I'd say Dall-E 2 is a little more unified - they do have multiple networks, but ...

astrange · on April 7, 2022

VQGAN (being a "GAN") is already two networks - one Generates things, and the other is Adversarial and judges if the other network is good enough, then you train them both at once and they fight.

CLIP+VQGAN generation IIRC works by replacing the adversarial network with CLIP, so it understands text prompts, then retraining it for a while towards the prompted target, then generating whatever it's learned from that.

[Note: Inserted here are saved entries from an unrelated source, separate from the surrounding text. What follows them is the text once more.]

PR #145, opened 2016-11-08
Using GNUInstallDirs to set install paths

DunderRoffe:


CMakeLists.txt
```diff
@@ -60,7 +62,7 @@ add_definitions(${DBusCpp_CFLAGS_OTHER})
 add_definitions(${Glibmm_CFLAGS_OTHER})
 add_definitions(${LXC_CFLAGS_OTHER})
 add_definitions(${Jansson_CFLAGS_OTHER})
-add_definitions(-DINSTALL_PREFIX="${CMAKE_INSTALL_PREFIX}")
+add_definitions(-DINSTALL_PREFIX="${CMAKE_INSTALL_FULL_BINDIR}")
```
tobsan: If this is already the bindir, why do we add /bin to the setup_softwarecontainer.sh script? Also, it feels a bit misleading to say install prefix, when it is actually the bindir we're adding here.

tobsan (changes requested):
Just one concrete comment. I see this as a good start for handling the issue on running the agent on the session bus (since that's what you get if installing to a non-/usr prefix.

CMakeLists.txt
tobsan: Ok my bad (read it as being /bin/bin), but the name is still bad :)

tobsan (approved):
This looks nice!

tobsan (approved):

tobsan:
Just noticing that the troubleshooting chapter in the user docs still mentions that one has to set prefix to /usr, perhaps that should be removed as part of this PR?

tobsan (approved):

tobsan:
Just noticing that the troubleshooting chapter in the user docs still mentions that one has to set prefix to /usr, perhaps that should be removed as part of this PR?

breakreturn (approved):

PR #152, opened 2016-11-10
Add service tests for NetworkGateway

kursatkobya:


servicetest/networkgateway/test_network_gateway.py
```diff
@@ -0,0 +1,233 @@
...
+            10 for expected output discconnectivity
+            15 for expected input connectivity
+
+        these durations will be shorten with -i option when possible    
+    """
+    def test_network_policy_drop(self):
+        """
+            Test setting network default target to drop and tests the corresponding behavior
+            which is being not possible to ping a hostname
+        """
```
breakreturn, line 100: In all of these, pull up the first text line so it's part of the opening quotes, like you've done in the class comment above.

breakreturn (changes requested):
A minor comment on style, but in general I think this looks great.

DunderRoffe (approved):
Looks really good. It would be cool if we could use some python lib instead of the ping binary though. That would almost entirely remove our need for busybox

breakreturn (approved):

PR #158, opened 2016-11-11
Use the JSONParser statically, don't inherit.

tobsan:
All functions in the JSONParser are static, now all uses of it
is also static, removing the inheritance of the class from various
places.


DunderRoffe (changes requested):
Awesome sauce!
Would be nice if the JSONParser class were made final as well.

thenor (approved):

DunderRoffe (approved):

PR #161, opened 2016-11-11
Introduced an option to disable the WaylandGateway

DunderRoffe:
Since there is an "ENABLE" option for all other Gateways,  I added an option for the Wayland gateway as well.

@tobsan is there any reason why this was not done before or is it just a miss?

### DIFF
--- a/README.md
+++ b/README.md
@@ -53,6 +53,9 @@ To disable support for various gateways at compile time, set
 * -DENABLE_DEVICENODEGATEWAY=OFF (for device node gateway)
 * -DENABLE_DBUSGATEWAY=OFF (for dbus)
 * -DENABLE_CGROUPSGATEWAY=OFF (for cgroups)
+* -DENABLE_WAYLANDGATEWAY=OFF (for wayland)
+* -DENABLE_FILEGATEWAY=OFF (for mounting files)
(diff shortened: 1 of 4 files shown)


tobsan (changes requested):
There are no options for FileGateway and EnvGateway. If we want to have options for all of them, those two should be included in that as well (and should default to ON also).

README.md
```diff
@@ -53,6 +53,9 @@ To disable support for various gateways at compile time, set
 * -DENABLE_DEVICENODEGATEWAY=OFF (for device node gateway)
 * -DENABLE_DBUSGATEWAY=OFF (for dbus)
 * -DENABLE_CGROUPSGATEWAY=OFF (for cgroups)
+* -DENABLE_WAYLANDGATEWAY=OFF (for wayland)
+* -DENABLE_FILEGATEWAY=OFF (for mounting files)
+* -DENABLE_ENVGATEWAY=OFF (for manipulateing environment variables)
```
tobsan: manipulating*

tobsan (approved):
Just a typo, looks good apart from that.

README.md
DunderRoffe: fixed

GANs are a silly idea that shouldn't work but somehow do. There's some attempts to replace the idea: https://www.microsoft.com/en-us/research/blog/unlocking-new-...

Imnimo · on April 7, 2022

I think that in CLIP+VQGAN, the VQGAN model is frozen, and what you do is start from a random latent code, generate an image, pass it to CLIP, and the backprop through CLIP and through the VQGAN generator to figure out how you should move the latent code to make it better match the prompt. Then you just keep taking gradient ascent steps to find better and better latent codes. So it's like 'retraining', except you're 'training' the network input rather than the network weights.

duxup · on April 6, 2022

Got it, thanks.

Makes sense to me as far as avoiding a sort of maximized sunset that is always there and is SUNSET rather than a nice sunset... but also avoiding watering it down and getting a way too subtle sunset.

It's not AI but I've been watching some folks solving / trying to solve some routing (vehicles) problems and you get the "this looks like it was maximized for X" kind of solution but that's maybe not what is important / customer perception is unpredictable. I kinda want to just come up with 3 solutions and let someone randomly click .... in fact i see some software do that at times.

Imnimo · on April 6, 2022

Yeah, I think the trick is that when you ask for "a picture of a sunset", you're really asking for "a picture of a sunset that looks like a realistic natural image and obeys the laws of reality and is consistent with all of the other tacit expectations a human has for an image". And so if you just go all in on "a picture of a sunset", you often end up with what a human would describe as "a picture of what an AI thinks a sunset is".